US 12,190,444 B2
Image-based environment reconstruction with view-dependent colour
Mikko Strandborg, Hangonkylä (FI); and Kimmo Roimela, Tampere (FI)
Assigned to Varjo Technologies Oy, Helsinki (FI)
Filed by Varjo Technologies Oy, Helsinki (FI)
Filed on Feb. 17, 2023, as Appl. No. 18/111,299.
Prior Publication US 2024/0282050 A1, Aug. 22, 2024
Int. Cl.
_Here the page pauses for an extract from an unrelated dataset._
PR #7294, opened 2025-01-08
build(deps): Sanitize dependencies based on dependency:analyze-report results

aikebah:
## Description of Change

Processed the various dependency-analysis reports for missing / superfluous dependencies, so that now the poms also reflect the various used-undeclared usages of transitive dependencies.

G06T 17/00 (2006.01); G06T 7/11 (2017.01); G06T 7/13 (2017.01); G06T 7/90 (2017.01); G06V 10/74 (2022.01); G06V 10/82 (2022.01)
CPC G06T 17/00 (2013.01) [G06T 7/11 (2017.01); G06T 7/13 (2017.01); G06T 7/90 (2017.01); G06V 10/761 (2022.01); G06V 10/82 (2022.01); G06T 2207/10024 (2013.01); G06T 2207/10028 (2013.01); G06T 2207/20081 (2013.01)] 19 Claims
OG exemplary drawing
 
1. A computer-implemented method comprising:
obtaining a three-dimensional (3D) data structure comprising a plurality of nodes, each node representing a corresponding voxel of a 3D grid of voxels into which a 3D space occupied by a given real-world environment is divided, wherein a given node of the 3D data structure stores given viewpoint information indicative of a given viewpoint from which a given colour image and a given depth image are captured, along with any of:
(i) a given colour tile of the given colour image that captures colour information of a given voxel represented by the given node and a corresponding depth tile of the given depth image that captures depth information of the given voxel from a perspective of the given viewpoint,
(ii) reference information indicative of unique identification of the given colour tile and the corresponding depth tile;
utilising the 3D data structure for training at least one neural network, wherein a given input of the at least one neural network comprises information indicative of a 3D position of a given point in the given real-world environment and a given output of the at least one neural network comprises a colour and an opacity of the given point; and
for a new viewpoint from a perspective of which a given output colour image is to be reconstructed,
determining a set of visible nodes in the 3D data structure whose corresponding voxels are visible from the new viewpoint;
for a given visible node of said set, selecting, from amongst depth tiles of the given visible node, at least one depth tile whose corresponding viewpoint matches the new viewpoint most closely;
reconstructing, from depth tiles that are selected for each visible node of said set, a two-dimensional (2D) geometry of objects represented by pixels of the given output colour image; and
utilising the at least one neural network to render colours for the pixels of the given output colour image.